The photos show the difference between pine resin aquatint on aluminium (top) and zinc (bottom).

Saturday, 7 March 2009

What a good day I had yesterday.
After five long months intaglioless, I finally got a chance to get thoroughly inky again. There’s nothing so satisfying as being able to look at one’s blackened fingernails and ink-stained skin, knowing that there’s a batch of freshly pulled prints – good ones at that – flattened under boards to dry.


I really didn’t expect to pull so many good ones yesterday. Five months is a long time to be away from one’s work. Prior to that, I was printing and etching every other week and working on the plates in between. Working that intensively, you become familiar with all the little nuances of the plates; you know exactly how much ink to use, which areas need a little more or a little less; how to wipe, where to wipe vigorously, where to wipe gently.
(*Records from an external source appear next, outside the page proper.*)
PR #1743, opened 2026-06-09
fix(codex): make marketplace metadata installable

pussikill:
## Summary

Fix the Codex marketplace metadata so the MemPalace plugin can be installed from a marketplace source with the current Codex plugin ingestion schema.

## Root cause

The repository root already contains `.codex-plugin/plugin.json`, so the marketplace entry should point at the repository/plugin root. It currently points at `./.codex-plugin`, which makes Codex treat `.codex-plugin` itself as the plugin root and then fail to find a valid manifest at the expected location.

The marketplace entry also uses `policy.authentication: "NONE"`, which is not accepted by current Codex marketplace parsing. Codex expects `ON_INSTALL` or `ON_USE`.

Finally, the Codex plugin manifest currently declares MCP servers inline. Current Codex plugin validation expects `mcpServers` to resolve to a `.mcp.json` file.

## Changes

- Point `.agents/plugins/marketplace.json` at `./` instead of `./.codex-plugin`.
- Change marketplace authentication policy from `NONE` to `ON_INSTALL`.
- Move the MCP server declaration into root `.mcp.json` and reference it from `.codex-plugin/plugin.json`.
- Remove the unsupported `hooks` manifest field so the plugin passes current Codex validation. The hook files remain in place for hook loader support/convention-based handling.
- Preserve the Codex hook wrapper and mark it executable.

## Validation

Ran JSON validation and the current Codex plugin validator against the repository root:

```bash
jq . .agents/plugins/marketplace.json >/dev/null
jq . .codex-plugin/plugin.json >/dev/null
jq . .mcp.json >/dev/null
python3 /home/xdev/.codex/skills/.system/plugin-creator/scripts/validate_plugin.py .
```

Result:

```text
Plugin validation passed: /tmp/mempalace-codex-pr
```

## Notes

This intentionally does not duplicate the plugin bundle under `plugins/mempalace/`. Since this repository already has `.codex-plugin/plugin.json` at its root, `source.path: "./"` keeps a single source of truth for the plugin files.


pussikill:
Closing this draft PR; opened prematurely while preparing a fork-local fix.

Issue #1665, opened 2026-05-30
Wing-filtered `search` raises `Error finding id` when HNSW drifts from sqlite after bulk delete


marcuss:
## Summary

After a bulk delete operation via direct SQL on `chroma.sqlite3` (followed by `mempalace repair --yes`), some IDs persist in the HNSW vector index that no longer exist in the `embeddings` table. Subsequent `mempalace search` calls that apply a `where=` filter (e.g. `--wing nextasy`) raise ChromaDB's `Error finding id` from the query path. Unfiltered queries succeed because they're satisfied before the HNSW walk reaches stale entries.

## Reproduction (real-world steps that hit it)

A maintenance pass purged ~370k low-value drawers and rebuilt with `mempalace repair --yes`:

1. Identify drawer IDs to delete via SQL:
   ```sql
   SELECT id FROM embedding_metadata WHERE key='wing' AND string_value LIKE 'sessions';
   ```
2. Direct `DELETE` from `embeddings`, `embedding_metadata`, `embedding_fulltext_search` (etc.) — ~370k rows, multiple wings.
3. `VACUUM` the sqlite. Confirm row counts match expected survivors (~2,256).
4. `mempalace repair --yes` — output: `Re-filed 2256/2256 drawers`. Looks fine.
5. Later, additional drawers added via the `PreCompact` hook + curated extractor — `embeddings` row count grows to 2,311.
6. **Now** any query with `where={"wing": "<some-wing>"}` filter raises:
   ```
   Error executing plan: Internal error: Error finding id
   ```
   Unfiltered queries return correctly.

Verification of the drift after step 5:
```
sqlite3 ~/.mempalace/palace/chroma.sqlite3 "SELECT COUNT(*) FROM embeddings;"
# → 2311
mempalace repair --yes
# → Re-filed 2256/2256 drawers
# → 2311 - 2256 = 55 orphan ids in HNSW with no metadata/document rows
```

Re-running `mempalace repair --yes` a second time consolidates HNSW back to 2256 entries and the wing-filtered query succeeds.

## Why the wing filter exposes it (but unfiltered queries don't)

[...]

PR #1750, opened 2026-06-10
fix(searcher): use filter-fallback in CLI search path for HNSW drift (#1665)

rodboev:
## Summary

`search()` (CLI path) and `search_memories()` (MCP/API path) diverged in their handling of filtered HNSW failures. `search_memories` already routes through `_query_drawers_with_filter_fallback` (added for #1245/#1035), which retries unfiltered and post-filters in Python when ChromaDB raises `Error finding id` on a `where=`-scoped query. `search()` did not — its `except Exception` block at `searcher.py:381` caught the error and re-raised as `SearchError`, so wing-filtered CLI searches failed with a cryptic message while the equivalent MCP call recovered cleanly.

The fix routes `search()` through the same helper, making CLI and MCP behavior consistent. No new infrastructure: the helper already handles the unfiltered-retry, Python post-filter, and warning log.

## Fix

Replace the inline `col.query(**kwargs)` call in `search()` (`searcher.py:379`) with `_query_drawers_with_filter_fallback(col, kwargs, query, n_results, wing, room)`. The helper signature accepts the same kwargs dict and the existing wing/room locals, so no refactoring is needed around the call site.

Add a regression in `tests/test_searcher.py`: mock a collection whose `query` raises only when `where=` is present, call `search()` with a wing filter, assert no `SearchError` is raised and results are returned.

## Related work

Open PRs #951, #1005, #1463, and #1598 address overlapping search-fallback surfaces. This PR is the narrowest fix: it routes the CLI `search()` path through the existing `_query_drawers_with_filter_fallback` helper that `search_memories()` already uses. #1005 and #1598 both subsume this change as part of broader scope; if either lands first, this PR is redundant.

## Test plan
- [x] `python -m pytest tests/test_searcher.py -v` — 31 passed
- [x] `ruff check .` — clean
- [x] `ruff format --check .` — clean

### DIFF
--- a/mempalace/searcher.py
+++ b/mempalace/searcher.py
@@ -376,7 +376,7 @@ def search(query: str, palace_path: str, wing: str = None, room: str = None, n_r
         if where:
             kwargs["where"] = where
 
-        results = col.query(**kwargs)
+        results = _query_drawers_with_filter_fallback(col, kwargs, query, n_results, wing, room)
 
     except Exception as e:
         print(f"\n  Search error: {e}")
--- a/tests/test_searcher.py
+++ b/tests/test_searcher.py
@@ -413,3 +413,45 @@ class TestSearchCLI:
         captured = capsys.readouterr()
         assert "[1]" in captured.out
         assert "[2]" in captured.out
+
+    def test_search_wing_filter_fallback_on_hnsw_drift(self, fake_palace_path, capsys):
+        """search() gracefully falls back to unfiltered + post-filter when
+        a filtered query fails due to HNSW/SQLite mismatch (orphan IDs).
+
+        Simulates: a filtered query raises "Error finding id", but an
+        unfiltered query succeeds. The fallback retries unfiltered,
+        post-filters in Python by wing, and returns results without
+        raising SearchError.
+        """
+        mock_col = MagicMock()
+        mock_col.metadata = {"hnsw:space": "cosine"}
+
+        # First call (filtered): raises, simulating orphan ID drift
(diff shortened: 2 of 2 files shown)


mvalentsev:
The fix works, but check the #1665 thread before review: four open PRs already cover this same failure (#1005 delegates CLI search to `search_memories` and removes the CLI/API split entirely, #1598 hardens CLI and API together, #951 carries a `get()`-based variant, #1463 a BM25 fallback). This makes a seventh remedy on the cluster, and the description mentions none of them. Choosing between copying the fallback into the second path and collapsing the two paths is a maintainer call.

rodboev:
Fair point. I should have acknowledged those PRs in the description. Updated it to reference #951, #1005, #1463, and #1598 and note the overlap. This one is the narrowest surgical option for the CLI-only gap; if any of the broader PRs land first it's redundant.

mvalentsev:
@rodboev Just one request, please verify problem/fix by actually running MemPalace, rather than reviewing the code theoretically.

rodboev:
Ran it locally against a small test palace. CLI search works fine with and without wing filters on a healthy index. The tricky part is reproducing the actual drift scenario from #1665, since it requires orphaned HNSW IDs left behind after a bulk delete. The fix itself is straightforward routing: `search()` now goes through the same `_query_drawers_with_filter_fallback` helper that `search_memories()` already uses, so the fallback logic is shared instead of duplicated. I can set up a targeted repro if you'd like, but it would need a palace large enough for the bulk-delete path to leave stale IDs in the index.

rodboev:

As you pull each proof, you study it and notice all its subtleties, making decisions almost subconsciously as you go along. It sounds poncey I know, and I like to think I’m not pretentious but I think it’s true to say that you work with the plate rather than on it. That’s what’s so wonderful about etching – you’re never quite sure what you’re going to get. You have an idea how it’ll look when you pull that first proof, but there’s always an element of surprise. The plate, the ground and the etching solution all conspire to give you something you didn’t quite expect. It may not always be a good surprise of course, but that keeps you from complacency.

Yesterday I printed the second and third images in my Red Scar series. I’ve used details of these in the blog header and as my profile picture. They’re soft and hard ground on zinc, with some rather haphazard use of straw hat varnish, etched in copper sulphate solution. The plate area is approximately 15 x 10 cm. Like most of my work, they are illustrative – based on a story about a highwayman. A story destined never to be finished…

Tuesday, 3 March 2009

What’s the purpose of this blog?
Partly for me to record my progress learning a new technique and partly as a place for me to reflect on my art practice. I would say that 80% of the creative process for me goes on in my head. I tend to mull over ideas for weeks before actually putting anything on paper, card, zinc or wood; presumably this can be said for most artists to some extent. I do make a few notes in my sketchbook but they’re minimal.


The first thing I discovered about wood engraving was that it’s by no means as easy as it looks! Much more difficult than linocutting, not just because the matrix is harder, but because one is working on a much smaller scale. I very much admire the work of engravers such as Hilary Paynter and Jim Westergard and I suppose in my ignorance, I was aiming for that kind of neatness and detail straight away. Think again Jo. Obviously, to produce that kind of work takes years of practice and an innate talent that no amount of hard work can produce. So, here on this blog, you can see my humble, clumsy but well-intentioned beginnings.

I started off with a box of practice blocks; hence the odd shapes of some of my initial prints. I quite like that actually – gives another dimension to the work. Certainly I think it worked with Comedy and Tragedy (below in previous post).

Wood engraving (as any method of relief printmaking) produces very different results to etching. I’ve had to reorder my way of thinking about an image; instead of working from light to dark as one does with etching, drawing the darks onto the plate, I now have to work from dark to light, cutting out the lights from the dark of the block – if that makes sense. Also, the whole process of creating tone and texture is very different. The possibilities are endless with etching – with wood engraving, there seem to be many more constraints. And yet, look at Hilary Paynter’s Goblin Market or Jim Westergard’s The Artist as a Viking and you see that it can be done. First task then is to experiment with different mark-making techniques.